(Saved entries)

PR #32, opened 2020-03-23
aws-kms: honor error log configuration

aead:
This commit fixes a bug when initializing AWS-KMS.
Before, the error log was not passed to the AWS-KMS
client such that if the client would log a error message
it would always be written to the STDOUT/STDERR - regardless
what was specified in the config file.

However, this bug does not affect any (official) release
because it has been introduced by 817a824.


aead:
ping @harshavardhana

PR #35, opened 2020-03-27
add new `log` cmd and deprecate `audit` cmd

aead:
This adds a new CLI sub-command `log` that
provides mechanisms to work with KES server
logs - e.g. trace the server log event stream.

In general, there are two types of log events
produced by a KES server:
 - audit events
 - error events

The new `log` command will be the starting point
for dealing with both event types. At the moment
the CLI only deals audit event streams. Therefore,
the new `log` command preserves the exact behavior
of `audit`.
So, there is a sub-command `trace` and
`kes log trace` behaves exactly as `kes audit trace`
did before.

In the future, we want to add more and more log
management features to `kes log` - e.g. support
for error log events.

### DIFF
--- a/cmd/kes/log.go
+++ b/cmd/kes/log.go
@@ -1,3 +1,7 @@
+// Copyright 2020 - MinIO, Inc. All rights reserved.
+// Use of this source code is governed by the AGPLv3
+// license that can be found in the LICENSE file.
+
 package main
 
 import (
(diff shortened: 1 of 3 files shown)


aead:
This PR depends on #33 - therefore, do-not-merge.

Alevsk:
Looks good @aead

- [Your task]
Each line from the one holding "--- a/cmd/kes/log.go" to the end of the data above goes into the answer exactly as written, and no other line does.

- [Exercise response]
--- a/cmd/kes/log.go
+++ b/cmd/kes/log.go
@@ -1,3 +1,7 @@
+// Copyright 2020 - MinIO, Inc. All rights reserved.
+// Use of this source code is governed by the AGPLv3
+// license that can be found in the LICENSE file.
+
 package main
 
 import (
(diff shortened: 1 of 3 files shown)


aead:
This PR depends on #33 - therefore, do-not-merge.

Alevsk:
Looks good @aead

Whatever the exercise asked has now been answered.